Early Life and Education
Joan Vollmer was born in Loudonville, an affluent suburb of Albany, New York. She left her upper-middle class family to attend college in New York City in the early 1940s, and soon afterward married Paul Adams, a law student who was drafted during World War II, and therefore overseas during most of the early Beat years. Vollmer met Edie Parker at the West End Bar and the two moved in together in the first of a series of apartments in New York's Upper West Side that they shared with the writers, hustlers and drug addicts that later became known as the Beats. These included: William S. Burroughs, Jack Kerouac, Allen Ginsberg, Lucien Carr, Herbert Huncke, Vickie Russell (a prostitute and addict who appears as "Mary" in Burroughs' novel Junkie), and Hal Chase, a Columbia University graduate student from Denver.

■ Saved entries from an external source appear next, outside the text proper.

Issue #512, opened 2024-05-01
🆕 Planning QRCoder 2.0 - let's do it together


codebude:
This issue is intended to initiate version 2.0 of the QRCoder. I would like to see an active discussion here so that we can shape the implementation of version 2.0 together. Feedback from the community is very important to me.

### Why QRCoder 2.0?

The current version of the QRCoder is essentially still based on the first developments from 2013. Although the QRCoder has been repeatedly adapted to the times, large parts are still based on System.Drawing.Common, which since .NET 6.0 has only been supported under Windows.
Since then, this has often led to confusion, as parts of the QRcoder have only been available under Windows since .NET 6.0, which despite I wrote an [Wiki entry](https://github.com/codebude/QRCoder/wiki/Advanced-usage---QR-Code-renderers#2-overview-of-the-different-renderers) is far from obvious to all users.

Although there have already been some PRs and suggestions for version 2.0 in the past, I have shied away from adopting the vision of individual contributors without consulting the community. I want to make up for this with this issue.

Version 2.0 should first and foremost provide clarity and create a consistent interface that is available on as many platforms as possible. Since this most likely means turning away from System.Drawing(.Common) and thus requires breaking changes, this release will be merged into a new major version (2.0).

### Requirements for QRCoder 2.0

- The QRCoder should work on as many platforms as possible (at least near full support under Windows and Linux)
- If a component is only available on one platform, this should be clearly recognizable and comprehensible for the user

### What needs to be clarified?

In order for the implementation of version 2.0 to be a success (both in terms of the result and the path to it), a few decisions need to be made in advance. **Here I am hoping for feedback from you, the community.**
*(If you give feedback on the points, please include the number of the point so that everyone knows what you are referring to)*.

1. **How do we split the QRCoder? (NuGet packages):** Do we leave only the QR code generator logic in the main library (*QRCoder*) and make a separate package for each renderer (e.g. *QRCoder.Svg*, *QRCoder.Png*, *QRCoder.Ascii*, etc.)? Or do we want the generator logic + all renderers that work on all platforms without dependencies in the main package (*QRcoder*) and create only NuGet package per renderer with ext. dependencies? (e.g. *QRCoder.SystemDrawing*, *QRCoder.ImageSharp*, ...) Should the payload generators also be in their own NuGet package?

[...]

PR #526, opened 2024-05-18
ECC code mismatch detection

Shane32:
This pull request enhances the QRCoder library by allowing the payload to specify an "unspecified" error correction level (ECC) rather than being restricted to the predefined levels L, M, Q, or H. This new `Default` value in the `ECCLevel` enum acts as an unspecified placeholder, giving users the flexibility to select an appropriate ECC level while enabling the system to validate the selection.

When generating a QR code, if the ECC level is not specified, the system uses the payload's specified ECC level. If the payload's ECC level differs from the user-specified level, the system throws an exception to handle the discrepancy. This enhancement ensures backward compatibility, allowing existing codebases to function as expected while offering users the flexibility to dynamically adjust error correction levels based on their payloads' needs.

See:
- https://github.com/codebude/QRCoder/issues/512#issuecomment-2118994971

This PR also includes bug fix #527 ; please merge it first.


codebude (approved):

codebude:
That's a nice solution. I wonder if we shouldn't just include it in the next 1.x.x release. I don't see any reason why we need to keep the change for version 2.

Just a small test case (something like generator_throws_argument_exception or similar) would be nice before merging it.

Shane32:
This particular implementation is a breaking change since I’ve changed the type. But we could add an enum value like EccLevel.Default to do the same thing, which would be backwards compatible. I’ll revise.

QRCoderApiTests/net35+net40+net50+net50-windows+netstandard20/QRCoder.approved.txt
```diff
@@ -895,6 +895,7 @@ namespace QRCoder
         public static QRCoder.QRCodeData GenerateQrCode(string plainText, QRCoder.QRCodeGenerator.ECCLevel eccLevel, bool forceUtf8 = false, bool utf8BOM = false, QRCoder.QRCodeGenerator.EciMode eciMode = 0, int requestedVersion = -1) { }
         public enum ECCLevel
         {
+            Default = -1,
             L = 0,
             M = 1,
             Q = 2,
```
Shane32, line 901: Only API change is to add a new enum entry, ensuring compatibility with code built against prior versions.

QRCoder/PayloadGenerator.cs
```diff
@@ -15,7 +15,7 @@ public static class PayloadGenerator
         public abstract class Payload
         {
             public virtual int Version { get { return -1; } }
-            public virtual QRCodeGenerator.ECCLevel EccLevel { get { return QRCodeGenerator.ECCLevel.M; } }
+            public virtual QRCodeGenerator.ECCLevel EccLevel { get { return QRCodeGenerator.ECCLevel.Default; } } // null is default
```
codebude, line 18:
```suggestion
            public virtual QRCodeGenerator.ECCLevel EccLevel { get { return QRCodeGenerator.ECCLevel.Default; } }
```
As default is -1 now, we don't need the comment any longer. (Mentioning that it is -1 isn't necessary as it's interna of the Enum.)

codebude (approved):

csturm83:
Isn't it a breaking change to throw an exception when previously didn't? Might be worth mentioning in the release notes.

codebude:
@csturm83 Thanks for pointing this out. Yes, you're right - this is somehow breaking behaviour but In my opinion nevertheless totally worth it, as cases when the exception will be raised, otherwise would lead to incorrect payloads/QR codes. (Thus I assume the change won't break nearly none implementation out in the wild, because to break it, the implementations must create in correct codes at the moment.)

I added a note on this change in the release notes: 
- https://github.com/codebude/QRCoder/wiki/Release-notes#breaking-changes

Paul Adams divorced Vollmer upon returning from military service. Reportedly, he was appalled by her drug use and group of friends. In 1945 Jack Kerouac introduced her to Benzedrine, which she used heavily for a few years. Early in 1946, she began a long-term relationship with the predominantly gay Burroughs. The match was initially set-up and encouraged by Allen Ginsberg, who much admired Burroughs’ intellect and considered Joan his female counterpart.
Several years later, when Vollmer and Burroughs were living together in Texas, Ginsberg encouraged Burroughs to break up with Vollmer, believing that Burroughs could never return her total devotion. Nevertheless, Burroughs ignored this advice and evidence suggests he and Vollmer had a passionate affair. Once they were arrested for having sex in a parked vehicle. Vollmer became a mother for the second time after William, Jr. was born in 1947. Julie, her first child, was born during her marriage to Paul Adams.
In 1946, Vollmer had been admitted to Bellevue Hospital in New York City due to psychotic episodes as a result of excessive amphetamine use. At this time Burroughs had been convicted of prescription forgery and was sentenced to return to his parents' care in St. Louis, Missouri. Immediately after completing his probationary order, he traveled to New York to retrieve Vollmer from Bellevue. From that moment until her death, she called herself Mrs. William Burroughs. She lived with her common-law husband and two children. Although the two were never formally married, they had a son, William Burroughs, Jr. Due to trouble with the law for drug abuse, drug distribution and lewd behavior charges, they relocated several times, moving first to New Waverly, Texas, then to New Orleans, and eventually to Mexico City.